▶ _TASK GOAL_
Please repeat exactly the lines below from the one containing "PR #1596, opened 2021-06-08" down to the one containing "The failing Python", both included, and nothing else.
* * * * * * * * *
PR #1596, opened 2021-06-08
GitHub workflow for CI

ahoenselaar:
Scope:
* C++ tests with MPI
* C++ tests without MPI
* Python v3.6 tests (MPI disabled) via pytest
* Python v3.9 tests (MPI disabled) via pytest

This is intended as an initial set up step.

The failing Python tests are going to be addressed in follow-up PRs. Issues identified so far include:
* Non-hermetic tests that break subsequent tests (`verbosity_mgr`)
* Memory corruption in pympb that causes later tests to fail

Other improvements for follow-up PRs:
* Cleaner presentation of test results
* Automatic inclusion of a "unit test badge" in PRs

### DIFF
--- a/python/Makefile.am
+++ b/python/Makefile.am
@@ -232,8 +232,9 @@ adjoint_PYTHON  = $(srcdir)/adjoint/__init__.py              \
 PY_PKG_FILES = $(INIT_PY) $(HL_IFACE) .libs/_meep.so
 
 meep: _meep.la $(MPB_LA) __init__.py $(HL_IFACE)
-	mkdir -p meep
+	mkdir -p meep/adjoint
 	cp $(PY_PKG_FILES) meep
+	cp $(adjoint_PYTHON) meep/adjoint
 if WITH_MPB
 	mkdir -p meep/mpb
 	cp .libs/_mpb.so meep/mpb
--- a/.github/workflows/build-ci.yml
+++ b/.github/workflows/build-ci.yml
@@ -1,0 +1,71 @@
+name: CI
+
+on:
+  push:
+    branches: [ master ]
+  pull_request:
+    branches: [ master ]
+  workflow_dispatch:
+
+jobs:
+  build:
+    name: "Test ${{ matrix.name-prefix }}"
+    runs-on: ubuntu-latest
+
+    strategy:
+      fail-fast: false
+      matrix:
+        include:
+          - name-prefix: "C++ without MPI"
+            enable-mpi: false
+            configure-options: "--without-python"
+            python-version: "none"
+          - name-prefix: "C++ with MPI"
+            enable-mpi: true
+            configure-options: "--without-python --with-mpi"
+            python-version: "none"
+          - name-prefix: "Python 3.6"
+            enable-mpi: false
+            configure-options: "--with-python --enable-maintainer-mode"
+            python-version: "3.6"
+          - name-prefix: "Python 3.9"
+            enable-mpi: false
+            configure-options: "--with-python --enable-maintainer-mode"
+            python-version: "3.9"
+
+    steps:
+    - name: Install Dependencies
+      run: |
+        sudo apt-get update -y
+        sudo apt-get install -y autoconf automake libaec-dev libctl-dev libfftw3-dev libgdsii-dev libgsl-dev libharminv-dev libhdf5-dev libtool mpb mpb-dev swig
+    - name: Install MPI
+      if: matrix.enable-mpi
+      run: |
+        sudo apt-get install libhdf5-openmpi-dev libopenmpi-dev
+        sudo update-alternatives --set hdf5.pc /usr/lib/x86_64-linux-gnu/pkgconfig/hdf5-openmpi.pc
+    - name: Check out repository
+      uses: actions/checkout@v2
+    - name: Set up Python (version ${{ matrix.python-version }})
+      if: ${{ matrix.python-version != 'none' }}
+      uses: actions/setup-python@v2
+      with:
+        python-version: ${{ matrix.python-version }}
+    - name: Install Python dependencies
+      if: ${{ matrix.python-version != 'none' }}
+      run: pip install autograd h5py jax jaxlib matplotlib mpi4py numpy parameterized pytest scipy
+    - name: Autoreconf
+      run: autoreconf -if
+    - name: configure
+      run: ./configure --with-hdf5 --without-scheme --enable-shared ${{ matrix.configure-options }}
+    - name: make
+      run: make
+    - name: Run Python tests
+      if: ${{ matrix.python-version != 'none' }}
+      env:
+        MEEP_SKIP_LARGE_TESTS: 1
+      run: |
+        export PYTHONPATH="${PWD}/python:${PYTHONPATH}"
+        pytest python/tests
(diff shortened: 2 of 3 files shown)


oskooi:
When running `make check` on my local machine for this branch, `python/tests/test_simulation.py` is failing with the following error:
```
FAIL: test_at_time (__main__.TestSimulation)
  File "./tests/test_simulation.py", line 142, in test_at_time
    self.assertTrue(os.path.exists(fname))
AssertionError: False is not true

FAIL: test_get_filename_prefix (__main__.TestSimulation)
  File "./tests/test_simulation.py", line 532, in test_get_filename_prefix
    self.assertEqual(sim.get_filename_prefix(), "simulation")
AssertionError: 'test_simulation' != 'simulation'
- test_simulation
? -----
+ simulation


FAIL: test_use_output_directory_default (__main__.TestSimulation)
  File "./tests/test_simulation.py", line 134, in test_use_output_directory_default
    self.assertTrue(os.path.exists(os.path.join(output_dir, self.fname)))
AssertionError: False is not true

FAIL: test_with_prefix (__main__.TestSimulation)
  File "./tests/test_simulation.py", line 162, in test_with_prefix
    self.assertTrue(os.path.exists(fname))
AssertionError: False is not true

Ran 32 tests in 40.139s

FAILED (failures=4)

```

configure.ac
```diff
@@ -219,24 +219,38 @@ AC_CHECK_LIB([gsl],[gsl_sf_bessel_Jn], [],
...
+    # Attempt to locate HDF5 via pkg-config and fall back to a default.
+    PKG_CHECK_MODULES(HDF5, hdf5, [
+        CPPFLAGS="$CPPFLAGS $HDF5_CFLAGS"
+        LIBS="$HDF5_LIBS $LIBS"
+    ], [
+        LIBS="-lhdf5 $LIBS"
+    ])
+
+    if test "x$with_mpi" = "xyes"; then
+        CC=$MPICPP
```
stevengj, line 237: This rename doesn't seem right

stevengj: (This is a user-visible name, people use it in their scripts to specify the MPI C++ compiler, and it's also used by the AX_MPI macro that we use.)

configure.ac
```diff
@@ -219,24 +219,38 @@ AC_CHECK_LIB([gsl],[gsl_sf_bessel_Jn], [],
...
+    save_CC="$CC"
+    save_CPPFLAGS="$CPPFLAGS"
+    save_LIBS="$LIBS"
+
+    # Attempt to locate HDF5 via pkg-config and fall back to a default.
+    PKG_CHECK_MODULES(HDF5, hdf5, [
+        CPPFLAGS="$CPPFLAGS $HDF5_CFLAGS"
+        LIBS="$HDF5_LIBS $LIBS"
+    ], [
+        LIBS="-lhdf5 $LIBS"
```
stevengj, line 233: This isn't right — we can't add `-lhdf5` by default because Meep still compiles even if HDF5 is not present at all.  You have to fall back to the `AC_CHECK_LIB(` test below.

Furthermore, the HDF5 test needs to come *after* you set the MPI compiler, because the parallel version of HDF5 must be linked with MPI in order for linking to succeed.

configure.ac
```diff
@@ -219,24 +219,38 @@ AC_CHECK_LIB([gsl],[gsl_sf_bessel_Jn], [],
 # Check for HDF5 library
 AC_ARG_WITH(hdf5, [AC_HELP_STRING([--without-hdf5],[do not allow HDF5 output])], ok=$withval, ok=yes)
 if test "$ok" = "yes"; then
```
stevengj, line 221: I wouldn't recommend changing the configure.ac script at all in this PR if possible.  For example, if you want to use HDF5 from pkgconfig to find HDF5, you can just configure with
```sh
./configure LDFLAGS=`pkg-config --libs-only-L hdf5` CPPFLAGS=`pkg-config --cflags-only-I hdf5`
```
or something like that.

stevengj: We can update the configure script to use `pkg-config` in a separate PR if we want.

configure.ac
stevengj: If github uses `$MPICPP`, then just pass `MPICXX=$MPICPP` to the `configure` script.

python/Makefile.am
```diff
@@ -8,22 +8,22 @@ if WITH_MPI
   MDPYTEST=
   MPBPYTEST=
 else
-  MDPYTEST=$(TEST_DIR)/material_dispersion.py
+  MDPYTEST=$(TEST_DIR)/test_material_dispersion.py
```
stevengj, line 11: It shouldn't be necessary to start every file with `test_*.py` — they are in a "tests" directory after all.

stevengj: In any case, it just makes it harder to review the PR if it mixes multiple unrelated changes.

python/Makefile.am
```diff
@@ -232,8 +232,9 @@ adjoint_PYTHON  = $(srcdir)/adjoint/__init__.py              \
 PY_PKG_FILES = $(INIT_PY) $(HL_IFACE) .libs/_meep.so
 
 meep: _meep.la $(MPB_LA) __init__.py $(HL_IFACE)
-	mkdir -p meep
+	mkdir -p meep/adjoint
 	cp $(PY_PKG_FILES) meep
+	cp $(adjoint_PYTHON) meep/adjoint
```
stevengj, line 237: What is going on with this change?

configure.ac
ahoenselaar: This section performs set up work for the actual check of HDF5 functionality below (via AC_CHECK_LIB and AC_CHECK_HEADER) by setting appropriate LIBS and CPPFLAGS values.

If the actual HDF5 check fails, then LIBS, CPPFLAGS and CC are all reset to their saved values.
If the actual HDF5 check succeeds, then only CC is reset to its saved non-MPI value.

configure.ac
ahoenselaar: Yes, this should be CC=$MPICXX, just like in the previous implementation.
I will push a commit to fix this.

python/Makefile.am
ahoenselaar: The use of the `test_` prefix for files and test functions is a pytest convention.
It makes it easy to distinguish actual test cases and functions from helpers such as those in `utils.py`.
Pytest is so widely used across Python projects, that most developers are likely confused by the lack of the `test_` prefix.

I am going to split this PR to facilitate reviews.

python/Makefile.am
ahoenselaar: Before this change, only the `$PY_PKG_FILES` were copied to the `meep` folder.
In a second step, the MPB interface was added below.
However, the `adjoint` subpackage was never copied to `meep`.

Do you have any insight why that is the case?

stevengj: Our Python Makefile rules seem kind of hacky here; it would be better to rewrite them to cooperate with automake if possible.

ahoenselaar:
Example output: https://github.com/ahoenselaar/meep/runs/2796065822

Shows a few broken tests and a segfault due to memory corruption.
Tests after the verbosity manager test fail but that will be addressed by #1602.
* * * * * * * * *
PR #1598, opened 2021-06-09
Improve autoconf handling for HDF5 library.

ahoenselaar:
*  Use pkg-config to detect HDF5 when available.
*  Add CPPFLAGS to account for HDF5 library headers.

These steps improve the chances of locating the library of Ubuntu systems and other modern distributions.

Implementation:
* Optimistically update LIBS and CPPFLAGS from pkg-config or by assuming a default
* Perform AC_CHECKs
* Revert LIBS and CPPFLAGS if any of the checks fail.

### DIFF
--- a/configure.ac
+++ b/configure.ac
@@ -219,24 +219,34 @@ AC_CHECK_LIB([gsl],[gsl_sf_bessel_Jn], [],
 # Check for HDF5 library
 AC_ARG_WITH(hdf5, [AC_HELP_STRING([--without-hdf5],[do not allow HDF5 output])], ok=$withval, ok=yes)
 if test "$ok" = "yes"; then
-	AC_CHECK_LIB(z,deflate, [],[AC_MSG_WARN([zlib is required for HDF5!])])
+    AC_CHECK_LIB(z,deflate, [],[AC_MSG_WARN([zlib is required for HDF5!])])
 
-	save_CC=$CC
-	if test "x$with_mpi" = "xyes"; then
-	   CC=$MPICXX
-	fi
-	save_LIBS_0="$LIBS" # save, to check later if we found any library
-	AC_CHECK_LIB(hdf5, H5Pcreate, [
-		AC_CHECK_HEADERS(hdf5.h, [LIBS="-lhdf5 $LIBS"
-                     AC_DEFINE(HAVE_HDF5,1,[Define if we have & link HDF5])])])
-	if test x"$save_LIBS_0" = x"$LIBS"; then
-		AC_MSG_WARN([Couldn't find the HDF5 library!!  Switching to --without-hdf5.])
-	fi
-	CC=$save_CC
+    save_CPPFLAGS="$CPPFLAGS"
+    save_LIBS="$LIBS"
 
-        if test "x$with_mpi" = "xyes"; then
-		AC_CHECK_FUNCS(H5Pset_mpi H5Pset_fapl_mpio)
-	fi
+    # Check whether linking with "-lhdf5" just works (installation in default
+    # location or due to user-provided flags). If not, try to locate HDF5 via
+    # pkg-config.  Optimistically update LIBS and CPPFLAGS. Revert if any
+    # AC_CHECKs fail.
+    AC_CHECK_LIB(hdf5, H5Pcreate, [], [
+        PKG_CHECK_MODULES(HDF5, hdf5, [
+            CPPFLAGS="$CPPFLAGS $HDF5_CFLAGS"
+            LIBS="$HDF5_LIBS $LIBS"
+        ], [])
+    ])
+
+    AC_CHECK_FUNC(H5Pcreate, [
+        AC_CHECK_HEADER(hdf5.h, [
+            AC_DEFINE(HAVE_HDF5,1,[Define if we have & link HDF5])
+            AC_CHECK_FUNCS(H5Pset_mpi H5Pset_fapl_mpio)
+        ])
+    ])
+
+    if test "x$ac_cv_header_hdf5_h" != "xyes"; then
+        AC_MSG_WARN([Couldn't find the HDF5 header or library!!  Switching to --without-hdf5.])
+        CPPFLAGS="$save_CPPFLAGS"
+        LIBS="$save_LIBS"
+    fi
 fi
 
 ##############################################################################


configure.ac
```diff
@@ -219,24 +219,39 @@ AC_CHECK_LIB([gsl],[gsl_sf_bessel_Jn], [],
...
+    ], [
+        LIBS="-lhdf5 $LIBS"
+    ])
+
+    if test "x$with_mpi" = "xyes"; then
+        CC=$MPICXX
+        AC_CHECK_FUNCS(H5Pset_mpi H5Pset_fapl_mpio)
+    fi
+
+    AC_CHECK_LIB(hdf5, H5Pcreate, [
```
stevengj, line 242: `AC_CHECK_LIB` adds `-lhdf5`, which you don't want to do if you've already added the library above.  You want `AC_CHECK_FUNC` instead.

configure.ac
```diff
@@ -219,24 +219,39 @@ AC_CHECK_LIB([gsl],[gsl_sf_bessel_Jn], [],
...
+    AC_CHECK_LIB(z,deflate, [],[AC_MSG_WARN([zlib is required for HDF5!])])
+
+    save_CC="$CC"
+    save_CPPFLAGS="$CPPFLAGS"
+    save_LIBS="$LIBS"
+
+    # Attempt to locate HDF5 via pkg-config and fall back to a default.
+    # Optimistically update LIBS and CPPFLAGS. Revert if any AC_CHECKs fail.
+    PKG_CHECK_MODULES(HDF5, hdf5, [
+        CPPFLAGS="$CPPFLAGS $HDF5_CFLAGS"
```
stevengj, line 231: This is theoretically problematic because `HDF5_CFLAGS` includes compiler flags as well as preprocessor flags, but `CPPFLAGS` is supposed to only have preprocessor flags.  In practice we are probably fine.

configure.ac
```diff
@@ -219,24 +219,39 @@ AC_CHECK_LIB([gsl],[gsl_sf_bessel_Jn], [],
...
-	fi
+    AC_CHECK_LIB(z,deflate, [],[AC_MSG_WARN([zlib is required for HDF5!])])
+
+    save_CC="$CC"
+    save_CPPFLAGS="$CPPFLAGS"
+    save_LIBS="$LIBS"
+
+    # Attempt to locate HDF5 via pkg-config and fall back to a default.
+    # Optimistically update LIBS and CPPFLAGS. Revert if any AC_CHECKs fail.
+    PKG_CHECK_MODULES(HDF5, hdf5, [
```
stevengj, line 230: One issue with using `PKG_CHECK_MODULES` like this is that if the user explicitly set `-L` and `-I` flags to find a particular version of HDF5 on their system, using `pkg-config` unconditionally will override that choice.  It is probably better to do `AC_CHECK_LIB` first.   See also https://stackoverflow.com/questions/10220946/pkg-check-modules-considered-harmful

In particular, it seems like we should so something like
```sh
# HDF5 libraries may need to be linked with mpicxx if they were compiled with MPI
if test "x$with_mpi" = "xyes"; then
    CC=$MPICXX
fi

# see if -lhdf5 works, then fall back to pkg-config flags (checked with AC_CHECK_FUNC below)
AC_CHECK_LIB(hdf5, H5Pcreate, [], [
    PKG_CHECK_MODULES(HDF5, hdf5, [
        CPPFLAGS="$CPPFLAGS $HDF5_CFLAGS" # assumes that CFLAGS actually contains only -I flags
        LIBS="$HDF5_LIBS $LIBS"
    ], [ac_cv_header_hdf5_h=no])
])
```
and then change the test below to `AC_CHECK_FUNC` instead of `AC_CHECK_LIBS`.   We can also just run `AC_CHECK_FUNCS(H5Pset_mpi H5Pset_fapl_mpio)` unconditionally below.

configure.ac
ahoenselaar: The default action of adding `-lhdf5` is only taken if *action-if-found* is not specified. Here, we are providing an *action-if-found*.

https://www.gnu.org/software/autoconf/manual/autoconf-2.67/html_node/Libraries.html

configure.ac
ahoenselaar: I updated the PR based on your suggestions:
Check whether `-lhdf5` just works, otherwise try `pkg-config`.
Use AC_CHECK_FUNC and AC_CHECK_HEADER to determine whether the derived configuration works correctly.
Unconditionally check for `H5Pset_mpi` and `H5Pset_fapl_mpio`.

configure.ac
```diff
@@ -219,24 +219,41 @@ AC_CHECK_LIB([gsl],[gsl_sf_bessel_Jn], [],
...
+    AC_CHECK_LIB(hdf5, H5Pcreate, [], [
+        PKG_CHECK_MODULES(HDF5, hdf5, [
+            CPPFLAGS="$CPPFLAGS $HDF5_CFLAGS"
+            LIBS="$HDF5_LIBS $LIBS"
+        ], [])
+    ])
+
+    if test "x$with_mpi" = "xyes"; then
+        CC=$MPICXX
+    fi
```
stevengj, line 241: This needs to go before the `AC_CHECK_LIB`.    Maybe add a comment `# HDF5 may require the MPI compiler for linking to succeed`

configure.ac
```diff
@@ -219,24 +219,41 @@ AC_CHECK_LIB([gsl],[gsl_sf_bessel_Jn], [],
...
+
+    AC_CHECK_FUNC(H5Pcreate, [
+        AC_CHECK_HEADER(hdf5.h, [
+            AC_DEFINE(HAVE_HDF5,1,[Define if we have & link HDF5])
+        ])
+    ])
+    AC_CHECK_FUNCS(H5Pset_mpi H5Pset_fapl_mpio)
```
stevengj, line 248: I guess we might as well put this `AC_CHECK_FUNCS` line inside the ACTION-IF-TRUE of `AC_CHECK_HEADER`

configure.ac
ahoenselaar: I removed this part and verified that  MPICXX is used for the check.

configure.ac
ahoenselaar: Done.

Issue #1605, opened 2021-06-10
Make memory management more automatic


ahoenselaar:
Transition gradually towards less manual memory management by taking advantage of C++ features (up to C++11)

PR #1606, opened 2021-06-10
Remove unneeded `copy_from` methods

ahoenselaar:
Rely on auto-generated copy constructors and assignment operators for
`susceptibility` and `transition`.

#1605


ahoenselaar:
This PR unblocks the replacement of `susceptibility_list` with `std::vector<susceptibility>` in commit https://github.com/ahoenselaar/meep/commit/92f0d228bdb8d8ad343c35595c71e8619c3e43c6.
* * * * * * * * *
▶ _PROBLEM SOLUTION_
PR #1596, opened 2021-06-08
GitHub workflow for CI

ahoenselaar:
Scope:
* C++ tests with MPI
* C++ tests without MPI
* Python v3.6 tests (MPI disabled) via pytest
* Python v3.9 tests (MPI disabled) via pytest

This is intended as an initial set up step.

The failing Python tests are going to be addressed in follow-up PRs. Issues identified so far include:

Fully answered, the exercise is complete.